1. Implantation of the microECoG electrode will involve a slightly larger craniotomy. For a 5 x 5 mm device, a 6 x 6 mm craniotomy must be made. Before drilling the craniotomy, UV-curable dental acrylic is applied to the periphery of the craniotomy site while it is still dry and not in danger of touching the dura or pia.
2. A sterile surgical drill is used with a #107 burr to drill off the surface of bone in the general shape of the craniotomy. The smaller #106 burr can then be used to drill out the rest of the bone down to a thin transparent layer. Rongeurs will then be able to lift off the remaining piece of bone. The microECoG can be implanted epidurally or subdurally. Again, keep the dura well hydrated with artificial CSF or Saline.
3. In order to implant the microECoG, place a stereotaxic arm over the open skull, and secure the electrode to the arm using sterile tape. The electrode can now be lowered down into the craniotomy. Make sure the electrode sites are facing downward and will be making contact with the dura or pial surface. If kept moist, the electrode should slide onto the tissue and will stay in place.
4. The ground wire is connected to the ground screw by wrapping around at least three times over and under itself.
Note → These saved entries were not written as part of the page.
PR #917, opened 2023-05-01
Create a Groovy script to apply singleton labels.

nuclearsandwich:
I think this script will need to be run as a system groovy script rather than with the sandbox. I have successfully tested it using the Jenkins script console.

I have not yet created the DSL job for it. I was hoping for some advice on how best to proceed there since storing the script in a standalone file isn't compatible with the system groovy script approach directly. I _think_ what I'll need to do is read the file out of the release-tools git checkout from the Groovy DSL and supply the contents as a string to the system groovy field on the job.

PR #918, opened 2023-05-08
Add the unstable parser and master label to the nightly_labeler

j-rivero:
Fixes a couple of problems with #917:

 * The `built-in` label is not ready in our combination of Jenkins version and node plugin version. Use `master` until we execute the full migration.
 * The build is not marked as unstable since it lacks the configuration to run the console-log parser that transform the `MARK_AS_UNSTABLE` text into real unstable build status.


j-rivero:
Need this deployed. Merging.

PR #925, opened 2023-05-17
Retry the build when `java.nio.channels.ClosedChannelException` found in failed log

Crola1702:
This PR adds a similar functionality as 9fbfe60 with the difference that is one is scoped to all the agents when `java.nio.channels.ClosedChannelException` is found in the build log.

### DIFF
--- a/jenkins-scripts/dsl/_configs_/OSRFBase.groovy
+++ b/jenkins-scripts/dsl/_configs_/OSRFBase.groovy
@@ -38,5 +38,15 @@ class OSRFBase
           }
         }
       }
+      publishers {
+        configure { project ->
+          // When a build fails because an agent disconnects, retry it once
+          project / publishers / 'com.chikli.hudson.plugin.naginator.NaginatorPublisher' {
+            regexpForRerun("java.nio.channels.ClosedChannelException")
+            checkRegexp(true)
+            maxSchedule(1)
+          }
+        }
+      }
     }
 }


Crola1702:
I added an update feature so the child jobs don't override the previous regex:

https://github.com/Crola1702/release-tools/blob/d7634d83deebb56b3f08d401dea7fb81134adc2a/jenkins-scripts/dsl/_configs_/RetryFailures.groovy#L6

claraberendsen:
Great work @Crola1702!  I would probably add to this PR testing on the following scenarios: 
- Verify that when the agent disconnects the plugin still rebuilds the job. (idea for testing: take hold of an agent and add a shell build step that restarts the agent to break it). 
-  Verify that on a nvidia agent all the steps are still performed as expected (mainly the edge case here is if there is only one node available, that the rebuilding happens before the agent can be correctly applied the `recovery-process` label and the build fails again)

@j-rivero the justification on why to prefer this way instead of using another retry plugin follows the idea of maintaining one set of rules for retrial instead of having two separate actors that we need to take into account.  This has the benefit of ensuring that if the both errors happen in the same build the retrial of the job is only gonna get re triggered once, which is not a certainty when two different plugins are managing the rebuild, and would improve maintainability in the long term hopefully. 

The downside to this and an issue that it's not addressed in this PR, but needs to be addressed eventually, is that there is a shared logic on the other properties for rebuilding that may lead to side-effects. For example if we set on a child job(the unix for example) that the maxSchedule of the retries is 3, then this is going to be applied whenever a `Channel closed exception` happens. Even though this spill-off is not desirable, the only scenario we have at the moment is with the delay property, which would possibly add on nvidia agents an extra 70s delay to the rebuild when other errors happen.

I would argue that this is not a blocking behavior for this PR since it adds immediate value to the gazebo team and the side-effect is not breaking of the functionality.

Crola1702:
I was testing the first case Clara proposed. Here are the results:

In [_test_job_from_dsl](https://build.osrfoundation.org/job/_test_job_from_dsl/) I used my branch to check if when an agent disconnects, it reschedules the build

* For [_test_job_from_dsl/106/](https://build.osrfoundation.org/job/_test_job_from_dsl/106/) agent was disconnected. The build was rescheduled, and when the agent came back online I changed the label to `test-instance` and deleted the shutdown step.
* The result was [_test_job_from_dsl/107/](https://build.osrfoundation.org/job/_test_job_from_dsl/107/) that passed and has the `Re-scheduled after failure` mark

Crola1702:
@j-rivero. I think CI failed because I'm using a forked repository instead of an actual branch.

```
fatal: ambiguous argument 'origin/master...origin/retry-after-disconnection': unknown revision or path not in the working tree.
```

What should I do now? :thinking: Merge it into a different branch in gazebo-tooling repo?

j-rivero (changes requested):
Thanks @Crola1702 for the PR! And @claraberendsen for the comments.

 > @j-rivero the justification on why to prefer this way instead of using another retry plugin follows the idea of maintaining one set of rules for retrial instead of having two separate actors that we need to take into account. This has the benefit of ensuring that if the both errors happen in the same build the retrial of the job is only gonna get re triggered once, which is not a certainty when two different plugins are managing the rebuild, and would improve maintainability in the long term hopefully.

Sounds good to me. 

> * [update_retry_parameters](https://github.com/Crola1702/release-tools/blob/d7634d83deebb56b3f08d401dea7fb81134adc2a/jenkins-scripts/dsl/_configs_/RetryFailures.groovy#L6) will update the naginator parameters in the following way:   
>       * The new regex will be added before the previous regex. This means a new case is considered instead of just the child case.
>       * We can set a delay for the retry. It defaults to 0, and, in that case, it doesn't add a delay tag to xml configuration
>       * We can also set `checkRegexp` and `maxSchedule` parameters (they default to `true` and `maxSchedule` respectively

Some points on the design:

 * If we are going to use a new class to encapsulate some of the logic, I would prefer to move the configure code in `OSRFBase` into the new class, so we can use something like `RetryFailures.create(job, 'nvml error driver/library', 70)` directly.
 * If with this PR at some point we remove the code from the `OSRFBase` then we probably will face hidden bug not trivial to detect:
```xml
        <com.chikli.hudson.plugin.naginator.NaginatorPublisher>
            <regexpForRerun>|nvml error driver/library version mismatch</regexpForRerun>
            <checkRegexp>true</checkRegexp>
            <maxSchedule>1</maxSchedule>
            <delay class='com.chikli.hudson.plugin.naginator.FixedDelay'>
                <delay>70</delay>
            </delay>
        </com.chikli.hudson.plugin.naginator.NaginatorPublisher>
 ```
* I would prefer to use the same method as suggested above (`RetryFailures.create(job, 'nvml error driver/library', 70)`) for the updates on existing configurations and manage the difference in the arguments in some way:
  1. Make the code to fail if the values are not in sync. If you have defined a 70 secs for the delay and a new call used a different value, fail. That makes the consumers of the class to understand that they need a common value.
  1. Try to deal with the different values:  are we able to define a safe selection on `maxSchedule` and/or `delay` for  using as a default? That could be the case for `delay`, as @claraberendsen mentioned we can wait a bit longer without adding too much drama to the use cases I have in mind. `maxSchedule` is more complicated.

I'm fine with going with I. or II. handling delay to go to max + making `maxSchedule` to fail if values are different.
 
A couple of nitpicks:

 *  Can we rename the class to use a prefix like `Helper` or similar? All the classes in that dir are somehow prefixed.
 *  This is totally optional but for the class method arguments, maybe we can try to use the nice [named parameters](http://docs.groovy-lang.org/latest/html/documentation/#_named_parameters_2). Not that I have used them in the code that I remember of but they are so cool :)

**Comment by Crola1702** [comment]
> I would prefer to move the configure code in OSRFBase into the new class, so we can use something like RetryFailures.create(job, 'nvml error driver/library', 70) directly. 

:heavy_check_mark: 
---

>  would prefer to use the same method as suggested above (RetryFailures.create(job, 'nvml error driver/library', 70)) for the updates on existing configurations 

:heavy_check_mark: 
---

> Can we rename the class to use a prefix like Helper or similar? All the classes in that dir are somehow prefixed.

:heavy_check_mark: 
---

> If with this PR at some point we remove the code from the OSRFBase then we probably will face hidden bug not trivial to detect:

Thanks for noting that! The solution implemented on b1bd5a2 is:
* If no old value exists, just use the new one
* If an old value exists, append the new one using `|`

:heavy_check_mark: 
---

> This is totally optional but for the class method arguments, maybe we can try to use the nice [named parameters](http://docs.groovy-lang.org/latest/html/documentation/#_named_parameters_2). Not that I have used them in the code that I remember of but they are so cool :)

Thanks for the suggestion and the link. I tried to use them before but failed, now I'm using the named parameters. :heavy_check_mark: 

---

> manage the difference in the arguments in some way

I went for a combination of both options as @j-rivero  and @claraberendsen  suggested:
* For `delay` I'm using the highest of the 2 values
* For `checkRegexp` fails if values are different
* For `maxSchedule` fails if values are different

File: jenkins-scripts/dsl/_configs_/HelperRetryFailures.groovy [hunk 1]
```diff
@@ -0,0 +1,62 @@
+package _configs_
+
+import javaposse.jobdsl.dsl.Job
+
+class HelperRetryFailures {
+
+  /**@
+    * Create method for Nagiator Publisher retry plugin
```
j-rivero, line 8:
```suggestion
    * Create method for Naginator Publisher retry plugin
```

j-rivero, line 8: The documentation is great, thanks! Can we describe here what is going to happen with the different attributes if we try to call this method twice? That should help the user to know what exactly is going to happen.

jenkins-scripts/dsl/_configs_/HelperRetryFailures.groovy
```diff
@@ -0,0 +1,62 @@
...
+    * @param args.regexpForRerun - Regular expression to match against the console output
+    * @param args.checkRegexp - Whether to check the regular expression
+    * @param args.maxSchedule - Maximum number of times to retry the build
+    * @param args.delay - Delay in seconds to wait before retrying the build
+    */
+  static void create(Job job, Map args) {
+    job.with {
+      publishers {
+        configure { project ->
+          def old_regexpForRerun = (project / publishers / 'com.chikli.hudson.plugin.naginator.NaginatorPublisher' / regexpForRerun).text()
```
j-rivero, line 20: The code is a bit ugly with all the long selectors. Maybe we can use something like:
```groovy
          def naginator_root = project / publishers / 'com.chikli.hudson.plugin.naginator.NaginatorPublisher'
          
          def old_regexpForRerun = (naginator_root  / regexpForRerun).text()
 ```

And apply the root for the rest of the code.

**Review by j-rivero — CHANGES_REQUESTED** [review]
Wow, this has improved a lot. Let's do another round. I love the way of calling the function with the named parameters. Also great to use a standard documentation method for the class.

File: jenkins-scripts/dsl/_configs_/HelperRetryFailures.groovy (hunk 1 above)
Comment (Crola1702) [reply jenkins-scripts/dsl/_configs_/HelperRetryFailures.groovy:8]: I'd like to do that, but Naginator doesn't have documentation for that.

For example, yesterday I tried to look what will happen if `checkRegexp` is set to `false`. As I didn't find any documentation on the official site, I went to the source code and figured out that it's simply checking the regex that is defined above :upside_down_face: 

I'll add what I've figured out about each parameter.

**Comment by Crola1702** [comment]
After d3bb9d3. XML configurations were the same as before, so tests work the same as before :slightly_smiling_face:

File: jenkins-scripts/dsl/_configs_/HelperRetryFailures.groovy [hunk 3]
```diff
@@ -0,0 +1,66 @@
...
+          if (args.regexpForRerun) {
+            // If the old value exists, append the new value to it
+            def updated_regexpForRerun = old_regexpForRerun ? old_regexpForRerun + '|' + args.regexpForRerun : args.regexpForRerun
+            (naginator_root / regexpForRerun).value = updated_regexpForRerun
+          }
+
+          if (args.checkRegexp) {
+            // Fail if old and new checkRegexp are both set and different
+            if (old_checkRegexp && old_checkRegexp != args.checkRegexp) {
+              throw new Exception("checkRegexp is already set to ${old_checkRegexp} and cannot be changed to ${args.checkRegexp}")
```
j-rivero, line 44:
```suggestion
              throw new Exception("checkRegexp is already set to ${old_checkRegexp} and cannot be changed to ${args.checkRegexp}. Both values needs to be the same.")
```

jenkins-scripts/dsl/_configs_/HelperRetryFailures.groovy
```diff
@@ -0,0 +1,66 @@
...
+            }
+            (naginator_root / checkRegexp).value = args.checkRegexp
+          }
+
+          if (args.maxSchedule) {
+            // Fail if old and new maxSchedule are both set and different
+            if (old_maxSchedule && old_maxSchedule != args.maxSchedule) {
+              throw new Exception("maxSchedule is already set to ${old_maxSchedule} and cannot be changed to ${args.maxSchedule}")
```
j-rivero, line 52:
```suggestion
              throw new Exception("maxSchedule is already set to ${old_maxSchedule} and cannot be changed to ${args.maxSchedule}. Both values needs to be the same.")
```

Crola1702:
Thanks @j-rivero. This is ready to be merged. I have to ask you to do that because I don't have the permissions (Friendly ping @claraberendsen, maybe you can help me merge it)

Issue #929, opened 2023-05-22
Builds failing in drogon with error  `Did not run docker cleaner, level extreme not recognized`


claraberendsen:
### Description
Builds are failing with `unable to resolve host ip-172-30-1-203: Name or service not known` when we are trying to cleanup docker to free resources. 

### 
### Builds affected 
- [#1142](https://build.osrfoundation.org/job/gazebo-ci-pr_any-ubuntu_auto-amd64-gpu-nvidia/1142/console)
- [#1315](https://build.osrfoundation.org/job/gazebo-abichecker-any_to_any-ubuntu_auto-amd64/1315/console)
### Logs
<details>

```
echo 'Space left is low again: 87% used'
Space left is low again: 87% used
+++ echo 'Clean up the whole cache was not enough. Look for build/ directories bigger than :'
Clean up the whole cache was not enough. Look for build/ directories bigger than :
+++ source ./scripts/jenkins-scripts/docker/lib/docker_cleanup.sh extreme
++++ cleanup_level=extreme
+++++ sudo docker version --format '{{.Server.APIVersion}}'
sudo: unable to resolve host ip-172-30-1-203: Name or service not known
++++ docker_version=1.41
+++++ echo '1.41 > 1.25'
+++++ bc -l
++++ [[ -n 1 ]]
++++ case $1 in
++++ echo 'Did not run docker cleaner, level extreme not recognized (accepted values low | medium | high | extreme!! '
Did not run docker cleaner, level extreme not recognized (accepted values low | medium | high | extreme!! 
```

</details>

claraberendsen:
You might be right @j-rivero seems like the [legacy code](https://github.com/gazebo-tooling/release-tools/blob/f75c55a453848a9026fab1f4bd79fa05a2ec8fc5/jenkins-scripts/docker/lib/boilerplate_prepare.sh#LL46C1-L52C7) to extreme got into prod. Will remove that and try to do a test build with drogon. If that solves the issue I don't think we are going to need to bump the instances.

PR #930, opened 2023-05-22
remove legacy reference to 'extreme' option in docker cleanup process

claraberendsen:
### Description
This [issue](https://github.com/gazebo-tooling/release-tools/issues/929) appeared today due to legacy code expecting extreme option for the docker_cleanup process.

### DIFF
--- a/jenkins-scripts/docker/lib/boilerplate_prepare.sh
+++ b/jenkins-scripts/docker/lib/boilerplate_prepare.sh
@@ -43,13 +43,6 @@ if [[ -z ${DO_NOT_CHECK_DOCKER_DISK_USAGE} ]]; then
        source ${SCRIPT_DIR}/lib/docker_cleanup.sh high
     fi
 
-    # if not enough, try to clean up build/ directories
-    PERCENT_DISK_USED=$(df -h ${docker_device} | grep ${docker_device} | sed 's:.* \([0-9]*\)%.*:\1:')
-    if [[ $PERCENT_DISK_USED -gt 85 ]]; then
-        echo "Space left is low again: ${PERCENT_DISK_USED}% used"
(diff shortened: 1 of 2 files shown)


claraberendsen:
This doesn't solve the issue is that disk usage is over 90 % on drogon. It seems like there is limitation to the memory docker_cleanup script can do.  We are seeing this issue in drogon because it's not a machine that gets reprovisioned constantly. However this would unblock us from keeping drogon off the buildfarm.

The ground screw can be any screw that has come into contact with the dura. The reference wire can also be tied to the reference screw in the same manner.
5. Small pieces of saline soaked Gelfoam should be placed surrounding the electrode where there is dura or pia exposed. A small amount of saline soaked Gelfoam should also cover the top of the thin film electrode. UV-curable dental acrylic can be applied to the top of the Gelfoam and can be used to create a stable head cap. The acrylic is applied directly to the thin film cable covering it until the connector is reached. Be careful not to cover beyond the bottom of the connector cap.
6. Alternatively, the implantation of the microECoG in 4.3 can be immediately followed by the implantation of a silicon microelectrode array (steps 3.2-3.6) through small holes that are manufactured in the microECoG substrate. This allows for simultaneous recording of both single units at various depths along with high resolution field recordings from the surrounding brain surface.

5. Postoperative Recovery

1. After the cement has completely hardened, suture the skin tightly around the head-cap and remove the animal from the stereotaxic frame.
2. Apply antiseptic powder or antibiotic ointment copiously around the wound. If there is any bleeding from the ears, place some antibiotic well into the ear canal.
3. Keep the animal warm as barbiturates prevent the animal from maintaining its body heat. House each chronically implanted animal in a separate cage. It usually takes four to seven days for the animal to recover completely from the surgery.

6. Representative Results

A successful silicon electrode implant surgery will have recording sites with impedances measuring between 500kOhm-2MOhm, and thin-film electrodes between 10kOhm-50kOhm (at 1kHz). The neural signal can be checked immediately post surgery as well. You should be able to see spikes on the implanted electrodes and see slow wave oscillations on the thin film surface electrode (Figure 1).

Figure 1. Representative results of single unit activity and ECoG oscillations. a) Wide-band data from 6 simultaneously recorded channels of a chronic silicon electrode implanted in the neocortex. Note that spikes can often be seen across recording sites. b) ECoG oscillations from 6 channels of a 16-channel thin-film uECoG electrode array on the surface of the brain. The mean of all 16 signals were removed from each trace (common average referencing), and a 500 Hz digital low pass filter was applied.